Question

At $373K$ , a gaseous reaction $A \to 2B + C$ is found to be first-order. Starting with pure $A$ , the total pressure at the end of $10\min $ was $176mmHg$ and after a long time when $A$ was completely dissociated, it was $270mmHg$ . The pressure of $A$ at the end of $10\min $ was
A.$94mmHg$
B.$47mmHg$
C.$43mmHg$
D.$90mmHg$

Answer 1

Hint:
Differential rate laws are used to describe the events occurring on a molecular level during a reaction whereas integrated rate laws are used for determining order of reaction and the value of rate constant during experimental conditions.

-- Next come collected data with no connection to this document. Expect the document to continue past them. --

PR #2789, opened 2018-11-27
fix(FieldAccessTest): adapt FieldAccessTest to oracle jdk 11/jdt changes

nharrand:
Related to adding a travis build with jdk 11 See #2782 

`CtFieldWrite.getTarget()` on `array.length` used to return a `CtVariableWrite` for some reasons... But with jdk 11 now returns  a `CtVariableRead`...

`FieldAccessTest#testFieldAccessOnUnknownType()` has been changed to handle both... by expecting a `CtVariableAccess`.

This fixes tests for jdk 11 as can be seen here ( https://travis-ci.org/INRIA/spoon/jobs/460289160 ).
Wether this is satisfaying or not, is up to debate. WDYT?

### DIFF
--- a/src/test/java/spoon/test/fieldaccesses/FieldAccessTest.java
+++ b/src/test/java/spoon/test/fieldaccesses/FieldAccessTest.java
@@ -32,6 +32,7 @@ import spoon.reflect.code.CtTypeAccess;
 import spoon.reflect.code.CtUnaryOperator;
 import spoon.reflect.code.CtVariableWrite;
 import spoon.reflect.code.UnaryOperatorKind;
+import spoon.reflect.code.CtVariableAccess;
 import spoon.reflect.declaration.CtClass;
 import spoon.reflect.declaration.CtField;
 import spoon.reflect.declaration.CtMethod;
@@ -388,7 +389,7 @@ public class FieldAccessTest {
 			@Override
 			public <T> void visitCtFieldWrite(CtFieldWrite<T> fieldWrite) {
 				visited++;
-				assertEquals("array", ((CtVariableWrite) fieldWrite.getTarget()).getVariable().getSimpleName());
+				assertEquals("array", ((CtVariableAccess) fieldWrite.getTarget()).getVariable().getSimpleName());
 				assertEquals("length", fieldWrite.getVariable().getSimpleName());
 			}
 		}


surli:
So apparently this test is checking the following file: https://github.com/INRIA/spoon/blob/master/src/test/resources/noclasspath/FieldAccessRes.java

But for me the following code looks really wrong:
```
A [] array = new A[10];
array.length = 5;
```

since I don't think we are allowed to change the length of an array... IMO it worth it to change the test to do a more classical check, such as:
```
A a = new A();
a.length = 5;
```

nharrand:
For some reason `a.length` fieldWrite.getTarget() still returns a `CtVariableReadImpl` and not `CtVariableWriteImpl`...

surli:
> For some reason a.length fieldWrite.getTarget() still returns a CtVariableReadImpl and not CtVariableWriteImpl...

That's actually interesting. Could you try by upgrading jdt to 3.15.0: this is the last version on Maven and it has been released for Java 11, maybe it will fix it.

nharrand:
With:
```java
A a = new A();
a.length = 5;
```

we have:
```
CtFieldWriteImpl "a.length
└─ target CtVariableReadImpl "a"
└─ variable CtFieldReferenceImpl "l"
```

nharrand:
Migrating to jdt 3.15.0 does solve the issue. But `CompilationUnit.setModule(CompilationUnit module)` does not exist anymore, so it breaks `JDTBatchCompiler#getCompilationUnits()`. Any ideas?

src/main/java/spoon/support/compiler/jdt/JDTBatchCompiler.java
```diff
@@ -108,7 +108,7 @@ public JDTBatchCompiler(JDTBasedSpoonCompiler jdtCompiler) {
 					} else {
 						for (Map.Entry<String, CompilationUnit> entry : pathToModCU.entrySet()) {
 							if (fileName.startsWith(entry.getKey())) { // associate CUs to module by common prefix
-								compilationUnit.setModule(entry.getValue());
+								//compilationUnit.setModule(entry.getValue());
```
nharrand: This is the broken api call.

monperrus:
> Any ideas? @monperrus I see that you wrote the line in question.

No, sorry :thought_balloon:

pvojtechovsky:
@nharrand I pushed the potential solution for 3.15.0 compatibility problem

nharrand:
This should work, thanks to @pvojtechovsky !
Ready for review.

src/main/java/spoon/support/compiler/jdt/JDTBatchCompiler.java
```diff
@@ -94,21 +94,21 @@ public JDTBatchCompiler(JDTBasedSpoonCompiler jdtCompiler) {
...
-							pathToModCU.put(String.valueOf(modulePath), compilationUnit);
 
 							lastSlash = CharOperation.lastIndexOf(File.separatorChar, modulePath);
 							if (lastSlash == -1) {
 								lastSlash = 0;
 							} else {
 								lastSlash += 1;
 							}
-
+							//TODO the module name parsed by JDK compiler is in `this.modNames`
```
surli: Why keeping this as a todo? If I understand well it simplifies the work for getting the name, no?

pvojtechovsky: but we need to found correct record. It is possible, but it needs few minutes more development 
effort ;-)

surli: Oh I thought you already identified it properly. So ok leave it like that for now.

Complete step by step answer:
The given reaction is a first-order reaction. A reaction whose rate is dependent on the concentration of only one reactant is called a first-order reaction. Now in the given reaction,
$A \to 2B + C$

At time $ = 0$	$x$	$0$	$0$
At t $ = 10\min $	$x - y$	$2y$	$y$

Let $x$ be the pressure of $A$ . Then the pressure of $B$ and $C$will be zero since at zero time there will be no product formation.
Then after $10\min $ , if pressure of product $C$ is considered as $y$ , then pressure of $B$ wil be $2y$ and that of $A$ will be $x - y$ . It is given that the pressure after $10\min $ is $176mmHg$ .
So, total pressure $ = (x - y) + 2y + y = 176mmHg$
$x + 2y = 176mmHg$ ……(i)
Now it is given that after $100\min $ the pressure when$A$ is completely dissociated is $270mmHg$ .
So, $A \to 2B + C$

At t $ = 100\min $

$0$

$2x$

$x$

Since $A$ is completely dissociated the pressure of $C$ will be equal to the initial pressure of $A$ which will be $x$ . and that of $B$ will be $2x$ .
So, $0 + 2x + x = 270mmHg$
$3x = 270mmHg$
$x = 90mmHg$
Substituting this value in equation (i),
$x + 2y = 176mmHg$
$90 + 2y = 176$
$2y = 176 - 90$
$2y = 86$
$y = 43mmHg$
Now we know that at the end of $10\min $ the pressure of $A$ is $x - y$ .
Substituting values of $x$ and $y$ we get,
Pressure of $A$ $ = x - y = 90 - 43 = 47mmHg$
So the correct option is B.

Note:The rate law equation for first order reaction is $k = \dfrac{{2.303}}{t}\log \dfrac{a}{{a - x}}$ Where $k$ is reaction rate coefficient, $t$ is the time, $a$ is the initial concentration of reactant and $a - x$ is concentration of reactant left behind after time $t$ .
-The unit of $k$ is $tim{e^{ - 1}}$ .
-The unit of $k$ varies for every order of reaction.